Related Product 1: NPM S4 phosphorylation antibody (Cat. No.: AB-PN975)
Scientific Background: NPM1 (Nucleophosmin; B23) is an abundant, multifunctional chaperone protein primarily located in the nucleolus, where it regulates diverse cellular processes such as ribosome biogenesis, centrosome duplication, protein chaperoning, histone assembly, cell proliferation, and regulation of tumour suppressors p53/TP53 and ARF. It interacts with and regulates ARF and p53, maintaining cellular stability. It binds ribosomes to drive ribosome nuclear export. It is associated with nucleolar ribonucleoprotein structures and binds single-stranded nucleic acids. It acts as a chaperonin for the core histones H3, H2B and H4. It stimulates APEX1 endonuclease activity on apurinic/apyrimidinic (AP) double-stranded DNA but inhibits APEX1 endonuclease activity on AP single-stranded RNA. It may exert a control of APEX1 endonuclease activity within nucleoli devoted to repair AP on rDNA and the removal of oxidized rRNA molecules. In concert with BRCA2, it regulates centrosome duplication. It controls centriole duplication, since its phosphorylation by PLK2 is able to trigger centriole replication. It negatively regulates the activation of EIF2AK2/PKR and suppresses apoptosis through inhibition of EIF2AK2/PKR autophosphorylation. It antagonizes the inhibitory effect of ATF5 on cell proliferation and relieves ATF5-induced G2/M blockade. In complex with MYC, it enhances the transcription of MYC target genes. It prevents aggregation of nucleolar proteins, and plays a key role in DNA repair and centrosome duplication. It constantly shuttles between the nucleus and cytoplasm for these functions. Mutations in NPM1 is common in 30–35% of adult Acute Myeloid Leukemia (AML) cases, and can cause the protein to delocalize to the cytoplasm.

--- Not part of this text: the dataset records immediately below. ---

PR #638, opened 2026-07-20
security(sentry): fail closed for COPPA in scrubber + transaction filter

swahlquist:
Narrow hardening of the Sentry COPPA scrubber (`config/initializers/sentry.rb`). No behavior change on the happy path; the changes only affect what happens when the child-user determination cannot be made cleanly. Scope is deliberately limited to two files.

## What changed
- **`CoppaSentryScrub.child_user?` fails closed.** When `coppa_parental_consent_pending?` raises (corrupt settings blob, decryption failure, lookup timeout), it now returns `true` so the event is scrubbed instead of shipped. `nil` / anonymous users still return `false` (an unauthenticated request is not a known child). A user object that does not respond to the predicate still returns `false`.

Dysfunction from mutation of NPM1, often C-terminal insertions, cause cytoplasmic localization, serving as a is a driver of leukemia. It can be overexpressed in various solid tumours, and translocations (e.g., NPM1-ALK) are involved in rare lymphomas. This description may include information annotated by UniProt and/or Google AI.